## TASK INSTRUCTIONS
Reproduce word for word the lines between those holding "(diff shortened: 1 of 1 files shown)" and "would cause a TT violation.", inclusive, and nothing else from the data below.

## TASK INPUT

Issue #30, opened 2020-08-20
toString is reserved identifier.


otherdaniel:
[toString](https://wicg.github.io/sanitizer-api/#sanitizer-api) is a [reserved identifier in WebIDL](https://heycam.github.io/webidl/#idl-names). (See sentence starting with "The identifier of any".) We need to pick a different name.

otherdaniel:
Candidates:
- saneFromString / saneFromFragment
- sanitze / sanitizeToFragment
- stringFrom / fragmentFrom   (Since this is called on a sanitizer instance, the reader already has the context that this is about sanitzing)

shhnjk:
I like sanitze 😊 I always feel bad about assigning string to innerHTML after working on Trusted Types, so something that is different from word _string_ would be nice 😊

shhnjk:
Can people vote if you all prefer _sanitizeToString_ or _sanitizeToHTML_?
If you like _sanitizeToHTML_ please add a 👍 reaction in this comment. If you like _sanitizeToString_, then add a 👎 reaction in this comment.
If you hate both, add a comment 😊

CC: @koto, @mikewest, @cure53

koto:
This depends on https://github.com/WICG/sanitizer-api/issues/20#issuecomment-677797865. If TT would allow creating a `DocumentFragment` for a given sanitizer config, there ideally should be a way to return a `TrustedHTML` instance from said config too. 

I don't think we should even be offering strings as a return value for HTML in new APIs. We know what that led to.

shhnjk:
> This depends on [#20 (comment)](https://github.com/WICG/sanitizer-api/issues/20#issuecomment-677797865). If TT would allow creating a `DocumentFragment` for a given sanitizer config, there ideally should be a way to return a `TrustedHTML` instance from said config too.

Agreed 😊
> I don't think we should even be offering strings as a return value for HTML in new APIs. We know what that led to.

I'm against this idea for Sanitizer API (though this might make sense for other APIs)🙁 The reason being, because we need to be flexible about whatever people decides to add in their _SanitizerConfig_, we do need to return string when we are unsure if the output would cause an XSS. This will ensure that the output is string, and therefore it's still unsafe to assign it as an HTML.

However I have to agree that this would make a confusion that _sanitizeToHTML_ might return a string, which is weird 😂
[...]

Issue #22, opened 2020-07-03
prototype API


mozfreddyb:
For the sake of prototyping, I would like to suggest an API that looks like this (but obviously subject to change):

* You construct a Sanitizer object by supplying options (or accepting the default): `new Sanitizer(options)`
* The sanitizer object has various functions depending on the return type required:
** `sanitize()` returning a DocumentFragment
** `sanitizeToString()` returning a DOMString
* All of those functions should accept documentfragments, documents, strings

WebIDL, scrambled together and likely not entirely correct:

```webidl
typedef (DOMString or DocumentFragment or Document) SanitizerInput;

[Exposed=Window]
interface Sanitizer {
  constructor(optional SanitizerOptions options); // optionality still discussed below
  DocumentFragment sanitize(optional SanitizerInput input);
  DOMString sanitizeToString(optional SanitizerInput input);
};

// unimplemented during prototyping
interface SanitizerOptions {}
```

otherdaniel:
+1

Two rather minor nitpicks:

1, optionality: I'd have done it the other way round.
  - constructor argument: What would that even do? If we're trying to avoid implicit behaviour (see #19), we  can hint in the API that the developer must supply the rules by making it non-optional.
  - sanitize* methods: Making their arguments optional allows the caller to dispense with a null-check (or stringify-able check), so that people can just blindly dump stuff into the sanitizer and be sure to have some resonable output. (Possibly an empty string.)

2, I think web idl mostly uses capitalized names for types (SanitizerOptions, SanitizerInput)

mozfreddyb:
>     * constructor argument: What would that even do? If we're trying to avoid implicit behaviour (see #19), we  can hint in the API that the developer must supply the rules by making it non-optional.

I'm not sure I fully get the ergonomics. Do we expect authors to always spell out the exact set of elements they want to allow? I want us to offer a safe-default that will be (hopefully) adopted by the majority.
I suppose we could set a regularly-re-defined constant `Sanitizer.NO_XSS` that is slightly different per user-agent (e.g., due to element/attribute/event-handler), which would make it both forward-compatble and explicit?
Would that work for you?

> 
>     * sanitize* methods: Making their arguments optional allows the caller to dispense with a null-check (or stringify-able check), so that people can just blindly dump stuff into the sanitizer and be sure to have some resonable output. (Possibly an empty string.)
> 
good point. I'll edit in my initial comment

> 
[...]

PR #31, opened 2020-08-22
Add some integration to Trusted Types

shhnjk:
This PR tries to integrate Sanitizer API with Trusted Types.
I'm not sure this is the right way in terms of WebIDL, but what I'm proposing here is:

1. New _sanitizeToTrustedHTML_ method☺ _sanitizeToTrustedHTML_ will return _TrustedHTML_, and ideally this method will be exposed only if _SanitizerConfig_ is same or stricter than default config.
2. Require _TrustedHTML_ as an argument to _sanitize_ if the _SanitizerConfig_ is weaker than default config.

### DIFF
--- a/index.bs
+++ b/index.bs
@@ -100,7 +100,6 @@ let s = new Sanitizer({
   allowAttributes: ['c', 'd', 'e', ...],
   ...
 });
-
 s.sanitize("&lt;img src=x onerror=alert(1)//&gt;"); // returns a 'DocumentFragment'
 s.sanitizeToString("&lt;img src=x onerror=alert(1)//&gt;"); // returns '<img src="x">'
 s.sanitizeToTrustedHTML("&lt;img src=x onerror=alert(1)//&gt;"); // returns 'TrustedHTML'
--- a/index.bs
+++ b/index.bs
@@ -100,9 +100,9 @@ let s = new Sanitizer({
   attributes: ['c', 'd', 'e', ...],
   ...
 });
+s.sanitize("&lt;img src=x onerror=alert(1)//&gt;"); // returns a 'DocumentFragment'
 s.sanitizeToString("&lt;img src=x onerror=alert(1)//&gt;"); // returns '<img src="x">'
 s.sanitizeToTrustedHTML("&lt;img src=x onerror=alert(1)//&gt;"); // returns 'TrustedHTML'
-s.sanitize("&lt;img src=x onerror=alert(1)//&gt;"); // returns a 'DocumentFragment'
 ```
 
 Framework {#framework}
--- a/index.bs
+++ b/index.bs
@@ -121,6 +121,7 @@ Framework {#framework}
   interface Sanitizer {
     constructor(SanitizerConfig? config);
     DocumentFragment sanitize(HTMLString input);
+    DOMString sanitizeToString(DOMString input);
     HTMLString sanitizeToHTML(DOMString input);
 
     // And maybe?
--- a/index.bs
+++ b/index.bs
@@ -100,8 +100,8 @@ let s = new Sanitizer({
   attributes: ['c', 'd', 'e', ...],
   ...
 });
-s.toString("&lt;img src=x onerror=alert(1)//&gt;"); // returns `<img src="x">`
-s.toFragment("&lt;img src=x onerror=alert(1)//&gt;"); // returns a `DocumentFragment`
+s.sanitizeToHTML("&lt;img src=x onerror=alert(1)//&gt;"); // returns '<img src="x">'
+s.sanitize("&lt;img src=x onerror=alert(1)//&gt;"); // returns a 'DocumentFragment'
 ```
 
 Framework {#framework}
@@ -120,8 +120,8 @@ Framework {#framework}
   [Exposed=(Window)]
   interface Sanitizer {
     constructor(SanitizerConfig? config);
-    DOMString toString(DOMString input);
-    DocumentFragment toFragment(DOMString input);
+    [CEReactions] DocumentFragment sanitize(HTMLString input);
+    HTMLString sanitizeToHTML(DOMString input);
 
     // And maybe?
     static DOMString sanitizeToString(DOMString input, optional SanitizerConfig config);
--- a/index.bs
+++ b/index.bs
@@ -120,7 +120,7 @@ Framework {#framework}
   [Exposed=(Window)]
   interface Sanitizer {
     constructor(SanitizerConfig? config);
-    [CEReactions] DocumentFragment sanitize(HTMLString input);
+    DocumentFragment sanitize(HTMLString input);
     HTMLString sanitizeToHTML(DOMString input);
 
     // And maybe?
--- a/index.bs
+++ b/index.bs
@@ -116,13 +116,15 @@ Framework {#framework}
     // ...
     // More things from https://github.com/cure53/DOMPurify/blob/master/src/purify.js#L224
   };
+  typedef [StringContext=TrustedHTML] DOMString HTMLString;
+  typedef (DOMString or HTMLString or DocumentFragment or Document) SanitizerInput;
 
   [Exposed=(Window)]
   interface Sanitizer {
     constructor(SanitizerConfig? config);
-    DocumentFragment sanitize(HTMLString input);
-    DOMString sanitizeToString(DOMString input);
-    HTMLString sanitizeToHTML(DOMString input);
+    DocumentFragment sanitize(optional SanitizerInput input);
+    DOMString sanitizeToString(optional SanitizerInput input);
+    HTMLString sanitizeToHTML(optional SanitizerInput input);
 
     // And maybe?
     static DOMString sanitizeToString(DOMString input, optional SanitizerConfig config);
--- a/index.bs
+++ b/index.bs
@@ -100,7 +100,8 @@ let s = new Sanitizer({
   attributes: ['c', 'd', 'e', ...],
   ...
 });
-s.sanitizeToHTML("&lt;img src=x onerror=alert(1)//&gt;"); // returns '<img src="x">'
+s.sanitizeToString("&lt;img src=x onerror=alert(1)//&gt;"); // returns '<img src="x">'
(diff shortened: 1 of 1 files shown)


mozfreddyb:
I'm not sure I fully understand all of those and the renaming makes it a bit more confusing :confused: 
Can you elaborate further? The Custom Element reactions `[CEReactions]` that you sneaked in come without an explanation as well :-)

mozfreddyb:
I think this pull request needs to be a bit more elaborate.
We'll need
- sanitizeToString() for sites that don't use (and browsers that don't implement) Trusted Types
- sanitizeToHTML() for those that do
- sanitize() for DocumentFragments, as previously

Please also explain why you added `[CEReactions]`, but only for some.

shhnjk:
>The Custom Element reactions [CEReactions] that you sneaked in come without an explanation as well :-)

Explanation of this is already added as following. [CEReactions] indicate that this might throw a Trusted Types violation. See [this](https://w3c.github.io/webappsec-trusted-types/dist/spec/#extensions-to-the-document-interface) for example.
`2. Require TrustedHTML assignment to sanitize if the SanitizerConfig is weaker than default config.`

> sanitizeToString() for sites that don't use (and browsers that don't implement) Trusted Types

I don't think we need this. _HTMLString_ will require _TrustedHTML_ only if Trusted Types is enforced on current document (which includes the case where a browser doesn't support TT).

Let me know if anything else needs explanation 😊

shhnjk:
> Please also explain why you added [CEReactions], but only for some.

I forgot to explain this 😅
_sanitizeToHTML_ shouldn't trigger a TT violation, because the output will be a _TrustedHTML_ or a string (in the case where _SanitizerConfig_ is weaker than default config). If the output was a string, then assigning that string to a dangerous sink would cause a TT violation.

However, we should cause a TT violation in _sanitize_, because appending _DocumentFragment_ to the DOM will never cause a TT violation. So if we don't cause a violation where _SanitizerConfig_ is weaker than default config, and that sanitizer called  _sanitize_ with untrusted data, this will introduce a Trusted Types bypass.

koto:
`[CEReactions]` are not related to Trusted Types logic, it's for [custom elements](https://html.spec.whatwg.org/multipage/custom-elements.html#cereactions). 

You might need them though when creating the nodes in the fragment (e.g. see how element creation calls into custom elements logic - https://dom.spec.whatwg.org/#document), as pretty much any DOM operation needs them, but that's for different reasons.

shhnjk:
LOL, I totally get it wrong then :D

shhnjk:
I'm now convinced that we might want to take @mozfreddyb's https://github.com/WICG/sanitizer-api/pull/31#issuecomment-680715193 with slight modification proposed in https://github.com/WICG/sanitizer-api/issues/30#issuecomment-681658010.

index.bs
```diff
@@ -120,8 +120,9 @@ Framework {#framework}
   [Exposed=(Window)]
   interface Sanitizer {
     constructor(SanitizerConfig? config);
-    DOMString toString(DOMString input);
-    DocumentFragment toFragment(DOMString input);
+    DocumentFragment sanitize(HTMLString input);
```
shhnjk, line 123: Is following a better way to represent that _sanitize_ can take a string (if _SanitizerConfig_ is default config or stricter) but may need a _TrustedHTML_ (if _SanitizerConfig_ is weak AND TT is enforced)?
```suggestion
    DocumentFragment sanitize(HTMLString or DOMString input);
```

otherdaniel:
Generally, looks good!

On the Chromium side, we model Trusted Types (mostly) by having a (non-standard) custom attribute, `[StringContext=TrustedHTML]`, and then we can generate the appropriate checks automatically. We only explicitly use the trusted type when the automatic check generation won't work for some reason.

I like the extended attribute, because this way the IDLs remain closer to standard, and an implementation that doesn't want Trusted Types can just ignore the attribute and mostly everything works. So if this was Blink, I'd write it as something like:
```
DocumentFragment sanitize([StringContext=TrustedHTML] DOMString input);
TrustedHTML sanitizeToHTML(DOMString input);
DOMString sanitizeToString(DOMString input);
```

That said, I'm not sure if we can use it here, since I don't think `[StringContext]` is standard. Can we just reference the TT spec draft?


I suppose we also will need - probably somewhere on the Trusted Types side -  a rule that `trusted-types: 'sanitizer'` enables Sanitizer API in TT.


Reference: [[StringContext] IDL doc](https://chromium.googlesource.com/chromium/src/+/master/third_party/blink/renderer/bindings/IDLExtendedAttributes.md#stringcontext_trustedhtml_trustedscript_trustedscripturl_t)
Reference: [[StringContext] use in Blink](https://source.chromium.org/search?q=file:%5C.idl$%20StringContext%3D)

mozfreddyb:
Please build this PR on top of https://github.com/WICG/sanitizer-api/issues/22#issue-650443184, specifically I'd want input like `typedef (DOMString or DocumentFragment or Document) SanitizerInput;`

otherdaniel:
I see. So we want something like:

```webidl
dictionary SanitizerOptions { [... TDB ...] }
typedef (DOMString or DocumentFragment or Document) SanitizerInput;

[Exposed=Window]
interface Sanitizer {
  constructor(optional SanitizerOptions options);

  DocumentFragment sanitize(optional SanitizerInput input);
  DOMString sanitizeToString(optional SanitizerInput input);
}
```

I'm a little confused about how to model TT. If we take the opinion that sanitizers are always safe (and, I presume, some on/off switch in the trusted-types CSP header), then we can just add a method for a new output type:

```webidl
  TrustedHTML sanitizeToHTML(optional SanitizerInput input);
```

If instead we think we may need to do a TT check for (some) methods, we can do something like:

```webidl
  typedef (([StringContext=TrustedHTML] DOMString) or DocumentFragment or Document) UntrustedSanitizerInput;

  DocumentFragment sanitize(optional UntrustedSanitizerInput input);
  TrustedHTML sanitizeToHTML(optional UntrustedSanitizerInput input);
```

In terms of spec mechanics, we do have references for the two new concepts here (the TrustedHTML type and the StringContext attribute):
* StringContext: https://w3c.github.io/webappsec-trusted-types/dist/spec/#webidl-string-context-xattr
* TrustedHTML: https://w3c.github.io/webappsec-trusted-types/dist/spec/#trusted-html

index.bs
shhnjk: Will take _SanitizerInput_ suggested :)

shhnjk:
I've added a _typedef_ for _HTMLString_ so that it'll be cleaner. And then added proposal from https://github.com/WICG/sanitizer-api/issues/22#issue-650443184.
TT check may be required for _sanitize_ , which can be defined by logic later. And ideally, _sanitizeToHTML_ won't be exposed if  _SanitizerConfig_ is weaker than default config (thus browsers that doesn't support won't need to implement  _sanitizeToHTML_).

index.bs
```diff
@@ -116,12 +116,15 @@ Framework {#framework}
     // ...
     // More things from https://github.com/cure53/DOMPurify/blob/master/src/purify.js#L224
   };
+  typedef [StringContext=TrustedHTML] DOMString HTMLString;
+  typedef (DOMString or HTMLString or DocumentFragment or Document) SanitizerInput;
```
otherdaniel, line 120: `DOMString or HTMLString or ...` I suspect this isn't going to work. The extended attribute doesn't really create a new type, and the result of this is that we now have a union with the same type twice, and the bindings won't know how to convert a given value into which of the two `DOMString`s.

(To be honest, I'm not super familiar with WebIDL and the bindings compiler, so maybe my understanding here is flawed...)

So: From the WebIDL (and bindings') perspective, we have three things:
- ` TrustedHTML` (this is the "trusted" type)
- `DOMString` (just a regular string)
- `[ScriptContext=String] DOMString`  (still a regular string)

That last thing is still a regular DOMString, but we're telling the bindings that this value will be used for something HTML-ish. Trusted Types then comes in and generates an additional check & conversion logic when it sees these. But this doesn't really change the underlying type; it's more a hint to the bindings compiler to add additional behaviour to the bindings.

So: If we want all methods to have the same input type(s), then we should probably have a typedef over `DOMString or TrustedHTML or ..` In that case, the bindings won't add special behaviour (and couldn't, because the behaviour would slightly differ depending on the method), and we'd add the checks manually. (No big deal, though.)

Or, we want to rely on the bindings to generate the checks. In that case, we can't quite preserve the symmetry between the methods and need to tell the bindings (via the extended attribute) that for two of these methods the input string will be used in HTML-ish context, while for the string-to-string method it won't.

index.bs
```diff
@@ -116,12 +116,15 @@ Framework {#framework}
...
 
   [Exposed=(Window)]
   interface Sanitizer {
     constructor(SanitizerConfig? config);
-    DOMString toString(DOMString input);
-    DocumentFragment toFragment(DOMString input);
+    DocumentFragment sanitize(optional SanitizerInput input);
+    DOMString sanitizeToString(optional SanitizerInput input);
+    HTMLString sanitizeToHTML(optional SanitizerInput input);
```
otherdaniel, line 127: HTMLString -> TrustedHTML

(This specifies a DOMString return value, with an additional Trusted Type check, which won't really do anything for a return value.)

mozfreddyb: Nit:
I think `HTMLString sanitizeToHTML` will confuse a lot of folks into expecting a string.
Especially as DOMString is very jargon-y for developers. :confused: 
Could we go for `sanitizeToTrustedHTML`, instead?

index.bs
shhnjk: Removed _DOMString_. Hopefully this now makes sense 😊

index.bs
shhnjk: Done 😊

shhnjk:
@mozfreddyb and @otherdaniel, I've addressed all comments. Is this good enough to merge?

shhnjk:
This PR depends on https://github.com/WICG/sanitizer-api/issues/37, as if we aren't exposing `sanitizeToString` then we probably don't want to expose `sanitizeToTrustedHTML` either.

shhnjk:
Looks like #49 will be taking care of this, so closing.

## ANSWER FOR THE TASK
(diff shortened: 1 of 1 files shown)


mozfreddyb:
I'm not sure I fully understand all of those and the renaming makes it a bit more confusing :confused: 
Can you elaborate further? The Custom Element reactions `[CEReactions]` that you sneaked in come without an explanation as well :-)

mozfreddyb:
I think this pull request needs to be a bit more elaborate.
We'll need
- sanitizeToString() for sites that don't use (and browsers that don't implement) Trusted Types
- sanitizeToHTML() for those that do
- sanitize() for DocumentFragments, as previously

Please also explain why you added `[CEReactions]`, but only for some.

shhnjk:
>The Custom Element reactions [CEReactions] that you sneaked in come without an explanation as well :-)

Explanation of this is already added as following. [CEReactions] indicate that this might throw a Trusted Types violation. See [this](https://w3c.github.io/webappsec-trusted-types/dist/spec/#extensions-to-the-document-interface) for example.
`2. Require TrustedHTML assignment to sanitize if the SanitizerConfig is weaker than default config.`

> sanitizeToString() for sites that don't use (and browsers that don't implement) Trusted Types

I don't think we need this. _HTMLString_ will require _TrustedHTML_ only if Trusted Types is enforced on current document (which includes the case where a browser doesn't support TT).

Let me know if anything else needs explanation 😊

shhnjk:
> Please also explain why you added [CEReactions], but only for some.

I forgot to explain this 😅
_sanitizeToHTML_ shouldn't trigger a TT violation, because the output will be a _TrustedHTML_ or a string (in the case where _SanitizerConfig_ is weaker than default config). If the output was a string, then assigning that string to a dangerous sink would cause a TT violation.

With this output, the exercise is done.